Demografik yapı olarak baktığımızda ise Türkiye'deki Suriyeli misafirlerin ağırlıklı olarak 4 şehirden geldiği görülmektedir. Bunlardan, yüzde 53,2 yani yaklaşık 2 milyon kişiyle Halep başta gelmektedir; diğer şehirler ise Humus, İdlib ve Hama'dır. En büyük sığınmacı akını Halep'ten gelmiştir.

Türkiye'nin, PYD-YPG/PKK terör örgütünden temizlemek istediği bölge ve güvenli bölge oluşturmayı planladığı alan, büyük ölçüde Halep'e bağlı ilçeler ve köylerden oluşmaktadır. Halep'in ilçeleri Afrin, Ayn el Arap, Cerablus, Azez, El Bab, Menbiç Türkiye'nin terör örgütlerinden temizlediği ve yeni operasyonla da temizlemeyi planladığı yerleşim alanlarıdır.

Türkiye'deki sığınmacıların yaklaşık 2 milyonu, PYD-YPG terör örgütünün baskısı sonucu, bu yerleşim alanlarından çıkarak Türkiye'ye kaçmak zorunda kalmıştır. Bu kaçıp gelenlere ne dini ne mezhebi ne de milleti sorulmuştur; her gelen mazluma Türkiye'nin gönlü ve kapısı açılmıştır. Zira 40 asırlık Türk tarihinin bütünü, mazlumlara hangi dinden ve hangi renkten olduğu, anasının dili sorulmadan gösterilen şefkat örnekleriyle doludur. Dolayısıyla, bu bölgeden gelene Türkmen mi, Ezidi mi, Arap mı, Kürt mü olduğu sorulmaksızın merhamet eli uzatılmıştır.

Devletimiz, demografik yapıyı değiştirmeye çalışan PYD-YPG terör örgütünü bu yerleşim alanlarından kovarak yaklaşık 2 milyon Suriyeli misafiri kendi yurtlarına, kendi vatanlarına geri döndürmeye çalışmaktadır. Gerek Fırat Kalkanı Operasyonu gerek Zeytin Dalı Operasyonu sonrası Suriyeli birçok misafir yurtlarına dönmeye başlamıştır. Kahraman Mehmetçik'in ve ordumuzun kararlı tutumu; bölgeye getirdiği barış, huzur ve istikrar ortamı beklenen neticeyi vermeye başlamıştır.
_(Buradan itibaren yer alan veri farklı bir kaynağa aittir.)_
PR #5746, opened 2026-03-01
Merge hosts and servers of the built-in DNS server from config files,…

26X23:
This PR merges hosts and servers of the built-in DNS from two configuration files and overrides other DNS fields from the latest configuration file.

I have one configuration file per every outbound and one common configuration file with inbound, routing and dns. When using tun inbound I need to route a DNS request for the outbound's address to the domestic DNS via freedom protocol with a special sockopt/mark. Since outbound's address is different in every configuration file I want to write one DNS server with the address of one outbound in "domains" in the per outbound configuration file. Without this PR I have to enumerate addresses from all outbounds in the "domains" of the DNS server in the common configuration file.

### DIFF
--- a/infra/conf/dns.go
+++ b/infra/conf/dns.go
@@ -2,6 +2,7 @@ package conf
 
 import (
 	"bufio"
+	"cmp"
 	"encoding/json"
 	"os"
 	"path/filepath"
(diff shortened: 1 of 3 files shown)


Fangliding:
这个问题预计是 #5594 的一部分 合并dns server可能导致某些不可知的行为（鉴于这个模块非常乱）就像我们不合并路由规则一样

PR #5770, opened 2026-03-07
Log: Enhance error handling by directing error messages to stderr

ImMohammad20000:
## Summary
This PR fixes console log stream routing so error logs go to `stderr` instead of `stdout`.

## Changes
- Added `IsError` to `HandlerCreatorOptions` to distinguish error vs non-error logger creation.
- Updated logger initialization:
  - Access logger uses `IsError: false`
  - Error logger uses `IsError: true`
- Updated console handler creator to:
  - use `CreateStderrLogWriter()` when `IsError` is true
  - keep `CreateStdoutLogWriter()` otherwise
- Updated CLI startup/config failure prints in `main/run.go` to `stderr` via `fmt.Fprintln(os.Stderr, ...)`.

## Why
Previously, both access and error logs were written to `stdout`, which is incorrect for standard stream semantics and makes operational log handling (systemd, Docker, shell redirection, log collectors) harder.

### DIFF
--- a/app/log/log.go
+++ b/app/log/log.go
@@ -53,7 +53,8 @@ func New(ctx context.Context, config *Config) (*Instance, error) {
 
 func (g *Instance) initAccessLogger() error {
 	handler, err := createHandler(g.config.AccessLogType, HandlerCreatorOptions{
-		Path: g.config.AccessLogPath,
+		Path:    g.config.AccessLogPath,
+		IsError: false,
 	})
 	if err != nil {
 		return err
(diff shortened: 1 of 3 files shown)


Fangliding:
error loger 不全是 error 老问题了 倾向于不break

M03ED:
same as every pr/issue @Fangliding close it and @RPRX should reopen it.

ImMohammad20000:
If there is any problem with error logs send to stderr we can just send logs in run file to stderr

PR #5773, opened 2026-03-07
mKCP transport: Make sure ACKs are limited within MTU

LjhAUMEM:


patterniha:
@RPRX 
In the Iranian group, many people requesting for official release to use XDNS, the main reason is because of client-side, all android/ios apps are updated based on the official release version.

~i didn't see https://t.me/projectXtls/1754~

RPRX:
@patterniha 新版本将很快到来，我知道 XDNS 相对于 DNSTT 的优势是支持 UDP，但为什么有人说 XDNS 能通过更多 DNS？DNSTT 和 SlipStream 不能限制成更小的 MTU 吗？另外伊朗的全国性断网增强了，仍然能查询国际上的 TXT 记录？

patterniha:
@RPRX 

https://github.com/Mygod/slipstream-rust/pull/5#issuecomment-3751304180

https://github.com/Mygod/slipstream-rust/pull/5#issuecomment-3766162518

TXT record is still available, also  i don't think it can be easily blocked in all resolvers, unless they block at the very beginning (dpi), which can be bypassed with noise (or small ip-header-ttl or wrong udp-header checksum)

I also write two way query data transfer which works with A record too: https://github.com/patterniha/QQ-Tunnel

///

I tested and XDNS works without problem, but  speed is not good, so:

1- we should use different source port to send each query
2- we should be able to use multiple resolvers To distribute queries between them and bypass rate limit.

PR #5804, opened 2026-03-14
Improve proxy switching reliability

drovosek229:
## Summary

This PR improves `leastload` proxy switching smoothness when used with the burst observatory, while keeping existing behavior backward compatible by default.

The main goals are:
- reduce unnecessary switching/churn
- avoid promoting a proxy too early on a lucky first sample
- keep failover fast on real failures
- improve burst health snapshot quality without changing the public observatory schema

### `leastload`
- add optional `minSamples` setting
  - when `> 0`, burst candidates with too few samples cannot displace the current healthy winner
  - disabled by default (`0`)
- add optional `softFailGrace` setting
  - when `> 0`, the current selected outbound may survive a limited number of consecutive soft-fail observation cycles
  - applies only when the outbound is still `Alive=true` but fails `maxRTT` or `tolerance`
  - hard failures still switch immediately
  - disabled by default (`0`)
- keep existing sticky behavior when the current winner remains qualified
- keep existing cold-start fallback behavior
- tighten ranking for burst data
  - still sorts primarily by deviation-cost, then average RTT
  - now prefers lower fail ratio before raw fail count
  - then prefers higher sample count

### Burst observatory
- spread scheduled probes across per-sample slots inside the batch window instead of distributing all probes uniformly across the full window
- publish meaningful `last_try_time` and `last_seen_time` in burst observation snapshots
- keep deterministic immutable snapshots

### Config / compatibility
- extend `StrategyLeastLoadConfig` with:
  - `minSamples`
  - `softFailGrace`
- add matching JSON parsing in router config
- keep defaults fully backward compatible
- no new top-level config blocks
- no changes to legacy observatory behavior
- no changes to `random`, `roundrobin`, or `leastping`

## Testing

Passed:
- `go test ./app/router`
- `go test ./infra/conf`
- `go test ./app/observatory/burst`

Additional notes:
- local `geoip.dat` / `geosite.dat` assets were downloaded only for test execution and are not part of this PR

## Example

```json
"strategy": {
  "type": "leastload",
  "settings": {
    "expected": 1,
    "maxRTT": "1800ms",
    "tolerance": 0.25,
    "minSamples": 2,
    "softFailGrace": 1
  }
}
```


Fangliding:
这个模块除了bug修复外暂时不想加新功能了（现在的字段已经让人难以理解了） 而且有点小问题(

Issue #5868, opened 2026-03-30
When using Hysteria inbound, connected users are not tracked in online stats


nwahs1337:
### 完整性要求

- [x] 我读完了 issue 模板中的所有注释，确保填写符合要求。
- [x] 我保证阅读了文档，了解所有我编写的配置文件项的含义，而不是大量堆砌看似有用的选项或默认值。
- [x] 我提供了完整的配置文件和日志，而不是出于自己的判断只给出截取的部分。
- [x] 我搜索了 issues, 没有发现已提出的类似问题。
- [x] 问题在 Release 最新的版本上可以成功复现

### 描述

<pre><code>
When using Hysteria inbound, connected users are not tracked in online stats (`user>>>...>>>online`) if inbound traffic counters are enabled.

Observed behavior:
- User is actually connected via Hysteria and passes traffic.
- Online/IP queries return empty for that user.
- The same environment works for VLESS/Trojan.

Impact:
- `GetStatsOnline` / `GetStatsOnlineIpList` for Hysteria users can return not found/empty.
- Downstream systems (e.g. panels) cannot detect Hysteria online users correctly.

Code-path analysis points to loss of `User()` method due to stats wrapper:

1) Incoming connection is wrapped by `CounterConnection` when inbound stats are enabled:
https://github.com/XTLS/Xray-core/blob/d2758a023cd7f4174a5a5fa4ff66e487d4342ba0/app/proxyman/inbound/worker.go#L105-L110

2) `CounterConnection` does not proxy `User()`:
https://github.com/XTLS/Xray-core/blob/d2758a023cd7f4174a5a5fa4ff66e487d4342ba0/transport/internet/stat/connection.go#L13-L44

3) Hysteria server extracts user from wrapped `conn` via type assertion:
https://github.com/XTLS/Xray-core/blob/d2758a023cd7f4174a5a5fa4ff66e487d4342ba0/proxy/hysteria/server.go#L88-L93

4) Dispatcher adds `user>>>...>>>online` only when `session.Inbound.User != nil`:
https://github.com/XTLS/Xray-core/blob/d2758a023cd7f4174a5a5fa4ff66e487d4342ba0/app/dispatcher/default.go#L205-L229

So, for Hysteria with inbound counters enabled, `inbound.User` may stay nil and online map is never populated.

### 重现方式

1. Enable system inbound stats in policy:
   - `statsInboundUplink: true`
   - `statsInboundDownlink: true`
[...]

PR #5870, opened 2026-03-31
Hysteria inbound: Unwrap stats conn before extracting user

hexband:
proxy/hysteria/server.go extracts the user from conn before unwrapping stats wrappers.

If the connection is wrapped, conn.(User) may fail even though the underlying Hysteria connection implements User() *protocol.MemoryUser.

As a result, inbound.User may remain nil and AccessMessage.Email stays empty.

Fix

Unwrap the stats connection first and then extract the user from the underlying connection.

Related to #5868


LjhAUMEM:
Nice fix; I forgot to enable stats:{} when testing the router.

Sayın milletvekilleri, her meselede sürekli insanlıktan ve insan haklarından dem vuran Batılı ülkeler, söz konusu Müslümanlar olunca onların yaşadığı tarihî dram karşısında dillerini yutmuşlardır, âdeta coğrafyamızda yaşanan bu büyük göçe ve insanlık dramına arkalarını dönmüşlerdir. Oysa Müslüman milletimiz, Türkiye, tarihinde görebileceği en yüksek nüfustaki göçü kucağında bulmuş olması karşısında bile tarihin verdiği sorumluluk bilinciyle hareket etmiş, göçün başladığı günden bugüne kadar Suriye içerisinde de milyonlarca insanın gıda ve barınma ihtiyaçlarını -vatandaşlarımızın da yardımı ve katkılarıyla- karşılamaya çalışmış, Türk'ün şefkatli ellerini her mazluma nerede olursa olsun ayırt etmeden uzatmıştır.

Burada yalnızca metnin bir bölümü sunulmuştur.